▸ **REQUIREMENT**: Repeat the listing below word for word, stopping after the line that contains "What's interesting there".

▸ **DATA PROVIDED**:
Issue #79, opened 2022-01-18
Add JDK target setting


armanbilge:
This one is inspired by @ahjohannessen in https://github.com/armanbilge/fs2-grpc/pull/1#discussion_r786559343.

It would default to JDK 8, of course :) We could just hardcode this, but I think it would be nice if our settings plugin is friendly to applications that know they will be running on a newer JVM.

armanbilge:
As always, Vasil is doing some magic in https://github.com/typelevel/cats-effect/pull/2825 :)

What's interesting there is the use of the `--release` flag instead of the usual `-source`/`-target`.

This seems good for the next release, since it pairs nicely with https://github.com/typelevel/sbt-typelevel/issues/138.

PR #170, opened 2022-02-18
Add support for the JVM release option for scalac and javac

vasilmkd:


armanbilge:
I think this closes https://github.com/typelevel/sbt-typelevel/issues/79 :)

settings/src/main/scala/org/typelevel/sbt/TypelevelSettingsPlugin.scala
```diff
@@ -29,13 +29,17 @@ object TypelevelSettingsPlugin extends AutoPlugin {
   object autoImport {
     lazy val tlFatalWarnings =
       settingKey[Boolean]("Convert compiler warnings into errors (default: false)")
+    lazy val tlJvmRelease =
+      settingKey[Int](
```
armanbilge, line 33: There's no universe where this somehow can no longer be represented as an `Int` right? 😅

settings/src/main/scala/org/typelevel/sbt/TypelevelSettingsPlugin.scala
```diff
@@ -201,7 +205,29 @@ object TypelevelSettingsPlugin extends AutoPlugin {
         Seq("-Werror")
       else
         Seq.empty
+    },
+    scalacOptions ++= {
+      val releaseOption = if (isJava8) Seq() else Seq("-release", tlJvmRelease.value.toString)
+      val targetOption = if (isJava8) Seq() else Seq(s"-target:${tlJvmRelease.value}")
+
+      scalaVersion.value match {
```
armanbilge, line 213: I know it's ancient but Scala 2.11 supports this too.
https://github.com/typelevel/cats-parse/blob/7b524daf2abe63ca896656cfd36c13e9051476f6/build.sbt#L87

armanbilge: (I wouldn't ask if there weren't some TL projects still on 2.11).

settings/src/main/scala/org/typelevel/sbt/TypelevelSettingsPlugin.scala
```diff
@@ -201,7 +205,29 @@ object TypelevelSettingsPlugin extends AutoPlugin {
         Seq("-Werror")
       else
         Seq.empty
+    },
+    scalacOptions ++= {
+      val releaseOption = if (isJava8) Seq() else Seq("-release", tlJvmRelease.value.toString)
+      val targetOption = if (isJava8) Seq() else Seq(s"-target:${tlJvmRelease.value}")
```
armanbilge, line 211: On 2.12.15 it seems the formatting is different?
```
  -target:<target>                     Target platform for object files. All JVM 1.5 - 1.7 targets are deprecated. (jvm-1.5,jvm-1.6,jvm-1.7,[jvm-1.8])
```

settings/src/main/scala/org/typelevel/sbt/TypelevelSettingsPlugin.scala
vasilmkd: Done. It's a bit opinionated as nothing before JDK 8 is supported by `sbt-typelevel`. I hope that's ok.

settings/src/main/scala/org/typelevel/sbt/TypelevelSettingsPlugin.scala
```diff
@@ -29,13 +29,17 @@ object TypelevelSettingsPlugin extends AutoPlugin {
   object autoImport {
     lazy val tlFatalWarnings =
       settingKey[Boolean]("Convert compiler warnings into errors (default: false)")
+    lazy val tlJvmRelease =
```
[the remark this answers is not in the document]
armanbilge: Oh, interesting, javac uses JVM.
```
  -target <release>            Generate class files for specific VM version
```

settings/src/main/scala/org/typelevel/sbt/TypelevelSettingsPlugin.scala
armanbilge: Yeah, I think that's more than reasonable.

settings/src/main/scala/org/typelevel/sbt/TypelevelSettingsPlugin.scala
vasilmkd: Done.

armanbilge (dismissed):
Yay! Thank you :)

armanbilge:
I've been thinking about how we can get this PR in to the 0.4.x series. Since CI is running on JDK 8 anyway, I guess the point of this PR is to support projects that are published manually, from possibly newer JDKs?

If that's the case, I propose we actually _don't_ set a default value for this setting. If this setting is not set, then no flags are added; but if it is set, it works exactly like you've got it here. So for the projects release manually this can be set to 8 as needed.

We can create a follow-up issue to default it to 8 when we break compat in the next minor bump.

WDYT?

vasilmkd:
Nothing that's added here works for fs2 and essentially breaks it. We should put this on ice.

armanbilge:
Right, by ice you mean until the next breaking release, yes?

Fast-forwarding to then, I'm still concerned whether this works for fs2 at all.

vasilmkd:
It doesn't, if this ships, fs2 would have to disable all of it.

armanbilge:
So then maybe the setting should be an `Option[Int]`? Where `None` disables it?

settings/src/main/scala/org/typelevel/sbt/TypelevelSettingsPlugin.scala
```diff
@@ -29,13 +29,17 @@ object TypelevelSettingsPlugin extends AutoPlugin {
...
+      settingKey[Option[Int]](
+        "JVM target version for the compiled bytecode, None results in default scalac and javac behavior (no --release flag is specified). (default: Some(8), supported values: 8, 9, 10, 11, 12, 13, 14, 15, 16, 17)")
   }
 
   import autoImport._
   import TypelevelKernelPlugin.autoImport._
 
   override def globalSettings = Seq(
     tlFatalWarnings := false,
+    tlJdkRelease := Some(8),
```
armanbilge, line 42: Not to be too annoying, but we can make this `None` and get this into `series/0.4` :)

vasilmkd:
Yeah, sorry, I got distracted.

settings/src/main/scala/org/typelevel/sbt/TypelevelSettingsPlugin.scala
```diff
@@ -200,7 +204,42 @@ object TypelevelSettingsPlugin extends AutoPlugin {
         Seq("-Werror")
       else
         Seq.empty
+    },
+    scalacOptions ++= {
+      val releaseOption = tlJdkRelease
+        .value
+        .map { release => if (isJava8) Seq.empty else Seq("-release", release.toString) }
```
armanbilge, line 211: Why do we need the `isJava8` check for `scalacOptions`?

Also, what is the failure mode if `tlJdkRelease > 8` but `java.version == 1.8`?

vasilmkd: If `java.version == 1.8` it means we're running `javac 1.8` which doesn't understand the `--release` flag. `scalac` somehow makes use of this and also fails compilation with
```
[error] '8' is not a valid choice for '-target'
[21](https://github.com/typelevel/cats-effect/runs/5215692131?check_suite_focus=true#step:12:21)
[error] '8' is not a valid choice for '-target'
[22](https://github.com/typelevel/cats-effect/runs/5215692131?check_suite_focus=true#step:12:22)
[error] bad option: '-target:8'
[23](https://github.com/typelevel/cats-effect/runs/5215692131?check_suite_focus=true#step:12:23)
[error] bad option: '-target:8'
[24](https://github.com/typelevel/cats-effect/runs/5215692131?check_suite_focus=true#step:12:24)
[error] (kernelJVM / Compile / compileIncremental) Compilation failed
[25](https://github.com/typelevel/cats-effect/runs/5215692131?check_suite_focus=true#step:12:25)
[error] (kernelJS / Compile / compileIncremental) Compilation failed
[26](https://github.com/typelevel/cats-effect/runs/5215692131?check_suite_focus=true#step:12:26)
[error] Total time: 13 s, completed Feb 16, 2022 11:57:41 AM
[27](https://github.com/typelevel/cats-effect/runs/5215692131?check_suite_focus=true#step:12:27)

[28](https://github.com/typelevel/cats-effect/runs/5215692131?check_suite_focus=true#step:12:28)
Error: Process completed with exit code 1.
```

from https://github.com/typelevel/cats-effect/runs/5215692131?check_suite_focus=true

armanbilge: Oh, cool, that seems good. But if we don't add the flag, it won't protected us from a target JDK newer the the compile-time JDK since it basically ignores that setting, so it seems we need another check?

vasilmkd: JDK 8 cannot target a newer JDK. Am I understanding your question correctly?

vasilmkd: If you don't specify anything, `javac 1.8` compiles JVM 8 bytecode, 17 compiles JVM 17 bytecode, while scalac compiles JVM 8 bytecode.

armanbilge: Apologies if I'm not reading your code correctly. Here's my hypothetical situation:
1. `tlJdkRelease := Some(17)`
2. I load my project in sbt on Java 8
3. No release flags are added to `scalacOptions`, b/c `java.version == 1.8`
4. My project compiles, even though I asked to target JDK 17.

vasilmkd: If a project is specifically targetting 17 and the code is compilable by JDK 8, I don't know why they're targetting 17 in the first place. 😆

armanbilge: That's a fair point :)

`scalac` can generate more optimized bytecode in certain situations when targeting newer JDKs.

Also, the fact that your project would fail to compile if you load it in Java 9 (but 8 would work!) is a bit odd imo :)

armanbilge: e.g.
- https://github.com/lampepfl/dotty/pull/12929

settings/src/main/scala/org/typelevel/sbt/TypelevelSettingsPlugin.scala
```diff
@@ -209,15 +209,27 @@ object TypelevelSettingsPlugin extends AutoPlugin {
     scalacOptions ++= {
       val releaseOption = tlJdkRelease
         .value
-        .map { release => if (isJava8) Seq.empty else Seq("-release", release.toString) }
+        .map {
+          case 8 if isJava8 => Seq.empty
+          case n if n >= 8 => Seq("-release", n.toString)
+          case n => sys.error(s"'$n' is not a valid choice for '-release'")
+        }
```
armanbilge, line 216: Sorry to nitpick :(

This doesn't seem very DRY :) also I wonder if an error message specifically referencing the `tlJdkRelease` setting might do more to point users in the right direction. Also, there's a difference between "your JDK is too old" vs "n < 8 is not a valid choice".

Thanks again for your work on this ❤️

vasilmkd: Done.

settings/src/main/scala/org/typelevel/sbt/TypelevelSettingsPlugin.scala
```diff
@@ -201,7 +205,56 @@ object TypelevelSettingsPlugin extends AutoPlugin {
...
+      case n if n >= 8 =>
+        if (javaRuntimeVersion < n) {
+          sys.error(
+            s"Target JDK is $n but you are using an older JDK $javaRuntimeVersion. Please switch to JDK >= $n.")
+        } else {
+          f(n)
+        }
+      case n =>
+        sys.error(
+          s"You're using JDK $n, which is not supported by `sbt-typelevel`. Please switch to a newer JDK.")
```
armanbilge, line 250: `n` is the target JDK right, not the user's runtime JDK?

```suggestion
          s"Target JDK is $n, which is not supported by `sbt-typelevel`. Please select a JDK >= 8.")
```

armanbilge:
@vasilmkd looks like they are discussing renaming these flags in Scala 3.
https://contributors.scala-lang.org/t/improving-scala-3-forward-compatibility/5298/22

▸ **EXERCISE RESULT**:
Issue #79, opened 2022-01-18
Add JDK target setting


armanbilge:
This one is inspired by @ahjohannessen in https://github.com/armanbilge/fs2-grpc/pull/1#discussion_r786559343.

It would default to JDK 8, of course :) We could just hardcode this, but I think it would be nice if our settings plugin is friendly to applications that know they will be running on a newer JVM.

armanbilge:
As always, Vasil is doing some magic in https://github.com/typelevel/cats-effect/pull/2825 :)

What's interesting there is the use of the `--release` flag instead of the usual `-source`/`-target`.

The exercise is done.